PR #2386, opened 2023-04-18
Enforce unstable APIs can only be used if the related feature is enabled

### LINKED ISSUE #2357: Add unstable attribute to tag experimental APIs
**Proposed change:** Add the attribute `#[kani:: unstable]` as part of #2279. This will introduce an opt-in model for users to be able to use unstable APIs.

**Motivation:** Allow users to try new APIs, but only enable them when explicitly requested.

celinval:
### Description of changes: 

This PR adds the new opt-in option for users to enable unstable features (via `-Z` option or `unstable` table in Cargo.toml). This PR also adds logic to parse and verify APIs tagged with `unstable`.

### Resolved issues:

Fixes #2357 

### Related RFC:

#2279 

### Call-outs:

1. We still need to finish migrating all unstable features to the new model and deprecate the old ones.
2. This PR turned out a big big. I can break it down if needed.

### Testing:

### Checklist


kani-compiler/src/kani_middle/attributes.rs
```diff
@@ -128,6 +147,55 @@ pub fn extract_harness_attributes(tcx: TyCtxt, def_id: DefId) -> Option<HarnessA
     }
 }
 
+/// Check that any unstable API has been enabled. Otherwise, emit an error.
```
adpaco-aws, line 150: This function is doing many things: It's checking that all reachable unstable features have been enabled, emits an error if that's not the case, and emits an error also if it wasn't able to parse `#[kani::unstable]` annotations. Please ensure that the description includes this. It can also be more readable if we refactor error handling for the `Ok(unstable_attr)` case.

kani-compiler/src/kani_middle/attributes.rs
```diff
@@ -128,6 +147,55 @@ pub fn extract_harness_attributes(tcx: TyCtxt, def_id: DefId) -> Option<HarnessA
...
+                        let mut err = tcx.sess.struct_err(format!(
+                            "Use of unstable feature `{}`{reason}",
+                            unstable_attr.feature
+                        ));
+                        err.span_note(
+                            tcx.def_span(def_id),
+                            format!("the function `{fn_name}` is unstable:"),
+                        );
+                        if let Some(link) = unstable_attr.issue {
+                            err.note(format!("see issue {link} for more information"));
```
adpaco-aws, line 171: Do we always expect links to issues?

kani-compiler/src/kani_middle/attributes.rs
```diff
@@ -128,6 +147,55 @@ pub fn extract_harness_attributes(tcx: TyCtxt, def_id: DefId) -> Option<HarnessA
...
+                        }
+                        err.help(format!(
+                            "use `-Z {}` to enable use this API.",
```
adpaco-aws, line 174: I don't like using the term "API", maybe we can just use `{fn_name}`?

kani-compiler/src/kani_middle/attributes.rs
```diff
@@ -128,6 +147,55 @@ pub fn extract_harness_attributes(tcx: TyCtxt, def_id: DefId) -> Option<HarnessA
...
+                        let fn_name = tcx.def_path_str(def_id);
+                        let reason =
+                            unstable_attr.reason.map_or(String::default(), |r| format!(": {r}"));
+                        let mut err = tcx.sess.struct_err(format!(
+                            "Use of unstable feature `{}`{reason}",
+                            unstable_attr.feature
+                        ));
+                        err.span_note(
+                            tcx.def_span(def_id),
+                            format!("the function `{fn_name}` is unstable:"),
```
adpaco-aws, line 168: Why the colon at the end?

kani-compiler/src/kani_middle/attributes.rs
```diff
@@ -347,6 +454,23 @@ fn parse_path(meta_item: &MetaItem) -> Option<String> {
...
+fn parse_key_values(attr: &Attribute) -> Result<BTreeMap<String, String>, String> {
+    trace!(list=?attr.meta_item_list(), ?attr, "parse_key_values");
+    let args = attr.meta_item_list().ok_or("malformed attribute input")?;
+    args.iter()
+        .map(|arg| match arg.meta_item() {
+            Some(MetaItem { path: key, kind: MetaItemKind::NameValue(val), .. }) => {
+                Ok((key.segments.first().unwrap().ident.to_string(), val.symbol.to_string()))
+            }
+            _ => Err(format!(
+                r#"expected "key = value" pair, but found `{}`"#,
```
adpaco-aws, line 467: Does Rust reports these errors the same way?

• • •

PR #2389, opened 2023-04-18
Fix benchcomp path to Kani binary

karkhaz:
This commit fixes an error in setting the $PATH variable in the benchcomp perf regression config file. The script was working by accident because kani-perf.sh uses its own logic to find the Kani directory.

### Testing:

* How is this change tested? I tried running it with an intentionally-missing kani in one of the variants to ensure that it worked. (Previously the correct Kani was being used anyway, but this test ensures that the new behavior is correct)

• • •

There is a line with "Fix benchcomp path to Kani binary" and a line with "behavior is correct)" above. Copy exactly those two lines and all lines between them, with nothing else.

> **Final answer**
Fix benchcomp path to Kani binary

karkhaz:
This commit fixes an error in setting the $PATH variable in the benchcomp perf regression config file. The script was working by accident because kani-perf.sh uses its own logic to find the Kani directory.

### Testing:

* How is this change tested? I tried running it with an intentionally-missing kani in one of the variants to ensure that it worked. (Previously the correct Kani was being used anyway, but this test ensures that the new behavior is correct)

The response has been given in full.